3D TV urgently needs a broadcast standard
There was plenty of good news in a report on the prospects for 3D entertainment in the home. But the study also made some strong words of caution.
First, the upside potential. Analysts at Screen Digest, while recognising the progress that's been made over the past few years in 3D suggest that there could be even faster take-up if only there were an agreed broadcast standard for the technology. "Should a unifying standard emerge that works across all technologies, the percentage of TVs sold with 3D capability would exceed 10% worldwide in only three years (2011) and by 2015 would account for 16% of TV sales, with just over 2.8bn units sold worldwide.” Without a standard, Screen Digest says, this figure drops to only 3% by 2015 or 500m units.
Screen Digest says that as more 3D movies are released in the cinema, technology is arriving that will allow viewers to enjoy the same experience from the comfort of their own sofa. "At present the most reliable technology will require consumers to invest in a new TV and wear special 3D glasses, but Screen Digest believes that autostereoscopic technology will eventually become most popular as it has one major advantage: no glasses."
The report's forecasts underline that this is a market in its infancy and that mass uptake is a long way off. As 3D requires twice the broadcast bandwidth of today's two-dimensional viewing experience, Screen Digest expects Blu-ray Disc to provide the main method of distribution, as its hi-def content capacity bypasses the bandwidth issue altogether.
Screen Digest says there's a significant premium of up to 50% on cinema tickets for 3D films, the Hollywood Studios have a vested interest in getting 3D entertainment into homes. “Keen to avoid a costly replay of the hi-def disc format war, industry associations are already working together to establish a viable roadmap to make that happen. But due to higher bandwidth and incremental production costs, when it does come to the small screen, 3D TV programming will be the reserve of paying customers only."

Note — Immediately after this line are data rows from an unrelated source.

PR #5271, opened 2016-10-24
Linktocentral

Kawohl:
added a link to central owncloud.org in owncloudtheme.cpp for the settings overview

### DIFF
--- a/src/libsync/owncloudtheme.cpp
+++ b/src/libsync/owncloudtheme.cpp
@@ -45,8 +45,9 @@ QString ownCloudTheme::about() const
 {
     QString devString;
     devString = trUtf8("<p>Version %2. For more information visit <a href=\"%3\">%4</a></p>"
-               "<p><small>By Klaas Freitag, Daniel Molkentin, Jan-Christoph Borchardt, "
-               "Olivier Goffart, Markus Götz and others.</small></p>"
+               "<p>For known issues and help, please visit: <a href=https://central.owncloud.org/c/help/desktop-file-sync>central.owncloud.org</a></p>"
+               "<p><small>By Klaas Freitag, Daniel Molkentin, Olivier Goffart, Markus Götz, "
+               " Jan-Christoph Borchardt, and others.</small></p>"
                "<p>Copyright ownCloud GmbH</p>"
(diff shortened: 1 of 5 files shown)


src/libsync/owncloudtheme.cpp
```diff
@@ -45,8 +45,9 @@ QString ownCloudTheme::about() const
 {
     QString devString;
     devString = trUtf8("<p>Version %2. For more information visit <a href=\"%3\">%4</a></p>"
-               "<p><small>By Klaas Freitag, Daniel Molkentin, Jan-Christoph Borchardt, "
-               "Olivier Goffart, Markus Götz and others.</small></p>"
+               "<p>For known issues and help, please visit: <a href=https://central.owncloud.org/c/help/desktop-file-sync>central.owncloud.org</a></p>"
+               "<p><small>By Klaas Freitag, Daniel Molkentin, Olivier Goffart, Markus Götz, "
```
dragotin: Might be just me being old-school, but I more prefer reading urls including the protocol in user visible strings, that would mean `central.o.o` => `https://central.o.o`.... just if you want.

Kawohl: fine with me!

guruz: The "" are missing around the https:// .. :)

guruz:
(To whoever merging this after @Kawohl fixes the " issue: Please use "Squash and merge" for clean history)

Kawohl:
imho the : ""  are unnecessary and confusing... The Links work and are clickable
please explain what can be done better and why.

Best John

guruz:
@Kawohl but it's not valid XML/HTML.. I can fix it myself and merge https://github.com/owncloud/client/pull/5271/files#diff-5c233b67dd98ce7e8ea3ffbe0a4b3547R48

felixboehm:
@Kawohl welcome to the show!

src/libsync/owncloudtheme.cpp
Kawohl: @guruz i get the line but i just can't figure out the right way... could you please point me somewhere for an example?
Thanks!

As far as Hollywood is concerned, 3D movie production has increased rapidly. "In 2008, there were seven films; in 2009 there will be 17 and a further 28 are due to be released in 2010. Compared with live action, animated films are much easier to adapt to 3D and Disney and DreamWorks Animation have been quick to grasp the opportunity. Together they account for more than half of the 3D film release slate. It is more challenging to produce 3D TV programming on broadcasting budgets, yet nonetheless several broadcasters have launched trials around sporting events," says the report.
Screen Digest believes that ultimately it may be 3D games and not movies or TV that arrive in the home first. “Gaming is an early adopter market, consoles and software could be upgraded relatively painlessly and gamers are more willing to adopt peripherals such as glasses, all of which make it an ideal home entry point for 3D technology."
Marie Bloomfield, Screen Digest's 3D analyst, says: "What 3D offers the Studios and pay TV operators is an opportunity to charge a premium for content - perhaps even more so than high definition. But as it is emerging in the middle of a recession, the home 3D market is in a Catch 22 situation. Consumers will not be persuaded to invest in new equipment to experience 3D until there is enough content; and content production will not ramp up until there is a significant audience. 3D in the home will therefore be a slow burn, remaining a niche business for the foreseeable future."